Everything from the first line of the records below through the line containing "After trying out" is to be retyped exactly; leave out the rest.

*RECORDS FOR THIS EXERCISE*:
------------

PR #1884, opened 2018-07-10
transaction: Fix NULL pointer dereference

mwleeds:
This fixes coverity issue 1471684, and ensures we can correctly generate
an error message in flatpak_transaction_add_install_flatpakref().


alexlarsson:
@rh-atomic-bot r+

PR #1885, opened 2018-07-10
app: Drop some dead code

mwleeds:
Since commit 096f7d4fb dropped flatpak_dir_check_for_appstream_update(),
this code can never be reached. Drop it to fix coverity issue 1471677.


alexlarsson:
@rh-atomic-bot r+

PR #2816, opened 2019-04-10
Change default columns for list command

matthiasclasen:
Remove arch and runtime from the default columns shown by list, since the output is too wide.


alexlarsson:
I'm not sure removing arch is the right thing here. In the regular case, it doesn't matter. However, if you ever install like an sdk for cross building or something it gets very confusing with the same item listed several times with no difference.

Maybe we should add a combined $appid/$arch_if_not_default column and have that by default?

However, i did remove the runtime in the other PR.

matthiasclasen:
We could try to make a smart default: only show arch if there's mixed arches installed ?

matthiasclasen:
this was solved in a different way

Issue #2722, opened 2019-02-24
flatpak override cannot deny dbus policy


pv:
## Linux distribution and version
Fedora 29

## Flatpak version
flatpak-1.2.3

## Description of the problem
`flatpak override` apparently cannot deny dbus permissions

## Steps to reproduce
The command `flatpak override --help` lists options `--talk-name`, `--own-name` that allow adding dbus permissions, but the corresponding `--notalk-name`, `--noown-name` for removing permissions are missing.

After trying out several of the other options (with "=!talk" etc.) it appears it's not possible to override dbus policy locally.

This looks like an oversight, and the feature probably should be there since similar deny-overrides for the other features are there.

Erick555:
You achieve this by editing manually override file like:
```
[System Bus Policy]
org.freedesktop.UPower=none
```

Keep in mind that flatpak may want to overwrite those changes so you may need to write-protect it with` chattr +i <override_file>`.

matthiasclasen:
flatpak will only modify the file when you use the override command. Making it immutable is not necessary

Erick555:
This is what I originally thought but while answering above I spotted that my changes, done some time ago were lost. I can't rule out that I ran `flatpak override` since then but I don't remember such case. Anyway making it immutable could be as a safeguard.

matthiasclasen:
One thing should be clear: if you start poking at files inside ~/.local/share/flatpak like that, you are leaving the area of supported operation, and are on your own, as far as dealing with errors.

PR #2818, opened 2019-04-10
Allow overriding bus names to none

matthiasclasen:
flatpak override could set a bus name policy to
talk or own, but not to none. Fix this oversight.

Closes: https://github.com/flatpak/flatpak/issues/2722


alexlarsson:
Does this work? It seems to me that the saving code (flatpak_context_save_metadata) only writes out policy values > 0.

I think that code has to also be changed to write out 0 (none) policy values if flatten == FALSE.

matthiasclasen:
I'll write a test

alexlarsson:
@rh-atomic-bot r+

PR #2823, opened 2019-04-12
Use system copy of xdg-dbus-proxy for build-time tests if configured

smcv:
This follows the same logic as the system bwrap.

Otherwise, build-time tests will fail when we are using a system
xdg-dbus-proxy and not compiling our own (the symptom is that testlibrary
hangs).


matthiasclasen:
@rh-atomic-bot r+

PR #2830, opened 2019-04-15
permission-reset: Add an --all option

matthiasclasen:
This lets users do a 'factory reset' of the permission store.


alexlarsson:
@rh-atomic-bot r+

------------

*SOLVED EXERCISE*:
PR #1884, opened 2018-07-10
transaction: Fix NULL pointer dereference

mwleeds:
This fixes coverity issue 1471684, and ensures we can correctly generate
an error message in flatpak_transaction_add_install_flatpakref().


alexlarsson:
@rh-atomic-bot r+

PR #1885, opened 2018-07-10
app: Drop some dead code

mwleeds:
Since commit 096f7d4fb dropped flatpak_dir_check_for_appstream_update(),
this code can never be reached. Drop it to fix coverity issue 1471677.


alexlarsson:
@rh-atomic-bot r+

PR #2816, opened 2019-04-10
Change default columns for list command

matthiasclasen:
Remove arch and runtime from the default columns shown by list, since the output is too wide.


alexlarsson:
I'm not sure removing arch is the right thing here. In the regular case, it doesn't matter. However, if you ever install like an sdk for cross building or something it gets very confusing with the same item listed several times with no difference.

Maybe we should add a combined $appid/$arch_if_not_default column and have that by default?

However, i did remove the runtime in the other PR.

matthiasclasen:
We could try to make a smart default: only show arch if there's mixed arches installed ?

matthiasclasen:
this was solved in a different way

Issue #2722, opened 2019-02-24
flatpak override cannot deny dbus policy


pv:
## Linux distribution and version
Fedora 29

## Flatpak version
flatpak-1.2.3

## Description of the problem
`flatpak override` apparently cannot deny dbus permissions

## Steps to reproduce
The command `flatpak override --help` lists options `--talk-name`, `--own-name` that allow adding dbus permissions, but the corresponding `--notalk-name`, `--noown-name` for removing permissions are missing.

After trying out several of the other options (with "=!talk" etc.) it appears it's not possible to override dbus policy locally.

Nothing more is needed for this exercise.